That being said, here is another economic construct. All the “wealth” that is available to be “created” comes from one of two sources. It is either part of the commonwealth, those things that are here and available regardless of human intervention. The oil under the ground, the ground itself, the radio spectrum, air, water, etc. Or it is the result of human effort, the internal combustion engine, oil drilling and refinement technology, radio’s T.V.’s, a house, roads, etc.
Allowing individuals, or groups of individuals organized into corporations, to “own” any part of the commonwealth is contrary to the common good. Taxing individuals and companies for that which is uniquely theirs, their labor, creativity, sound management techniques etc. is contrary to the best interests of the individual, and thereby the common good.
See the work of Henry George this uy had some good ideas applicable to our problems today.
http://www.henrygeorge.org/
“american capitalism is a euphemism for public risk with private profit. it’s also socialism for the rich.”

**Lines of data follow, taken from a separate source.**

PR #109, opened 2016-01-15
Add tests using Scalar=float (try 2).

dr-robertk:
This PR revised all tests such that Scalar=double and Scalar=float is tested. All tests compile, some of the test do not work with float and are therefore disabled for now.

### DIFF
--- a/opm/material/common/Spline.hpp
+++ b/opm/material/common/Spline.hpp
@@ -706,11 +706,9 @@ public:
     /*!
      * \brief Return true iff the given x is in range [x1, xn].
      */
-    bool applies(Scalar x) const
-    {
-        return x_(0) <= x && x <= x_(numSamples() - 1);
-    }
-
+    template <class Evaluation>
+    bool applies(const Evaluation& x) const
+    { return x_(0) <= x && x <= x_(numSamples() - 1); }
 
     /*!
      * \brief Return the number of (x, y) values.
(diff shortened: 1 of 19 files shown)


andlaus:
ok, looks good. once you have merged my fixes into your branch, I'll merge the result into master.

joakim-hove:
Now - this PR looks fine to me; however I wonder whether the templated scalar is necessary at all? I guess it will mostly be `double`- and the unfamiliar `Scalar` where I was expecting a `double` certainly adds to the cognitive load of reading the code. Is it worth it?

andlaus:
> however I wonder whether the templated scalar is necessary at all? 

it is beneficial IMO and it also is not much effort, so the price/benefit ratio is pretty good, I think.

> I guess it will mostly be double- and the unfamiliar Scalar where I was expecting a double certainly adds to the cognitive load of reading the code. Is it worth it?

in eWoms most simulations for the flash model use quadruple precision floating point types (if the compiler supports them) to get better convergence. Besides that, using single-precision floating point scalars potentially leads to better performance than double precision ones, so I guess it is worth the additional mental load. (Also note that the localized automatic differentiation code heavily depends on the ability of using Scalar != double.)

dr-robertk:
@joakim-hove: some time ago somebody claimed that using single precision would speed up the simulator. I don't think it will, but right now it's not even possible to switch to anything other then double because it's hard coded all over the place. In opm-material we still have the chance to prevent this. This is basically the patch for that.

So get rid of govt subsidy…and rights taking govt control. If your problem is that it is euphemism for public risk with private control…stop involving the public in the private risk and then claiming what you demanded is what you oppose. Fix the system, remove the public risk..and you have private risk private profit.
Yes, capitalism creates wealth. But unspiritualized, rapacious capitalists invariably attempt to entrench themselves behind financial, political, and ecclesiastical power in order to better (that is, more ruthlessly, effectively, and systematically) exploit, oppress, and enslave those who, because of their idealism, are not disposed to resort to force for self-protection of the furtherance of their laudable life projects.
A word to the wise, MtnGoat: The spiritually blind animal man typically mistakes meekness for weakness and views it as an opportunity to attack or, at the least, to take unfair advantage. Idealism is wearing thin among the exploited classes these days.
That said, there are a number of good reasons to be compassionate even, or especially, toward your enemy. Among them: 1) Your enemy may never see a world other than this one. 2) You may never see a world other than this one if you let your enemy strip you of your compassion. 3) By being respectful and humble toward your enemy, you may convert him into the helpful friend who will one day save your bony ass when you stumble into a pit or are set upon by thugs and left for dead.
Can you accurately describe the way the universe works in three words? How about, “Like a family.” Does that work for you? Do you work for it? It works for me. I offer it to you.
Mtngoat wrote “Unacceptable and unjust conditions were imposed by colonial actors. However, this is not what capitalism is, no more than Stalin’s actions represent socialism.”
But it is what IS; whatever name you wish to call it. Let’s deal with what IS, not some Ayn Rand fairytale, comforting as it may be to some.
“When you have no alternative but to work for the man and pay the prices that they demand, you are stuck.”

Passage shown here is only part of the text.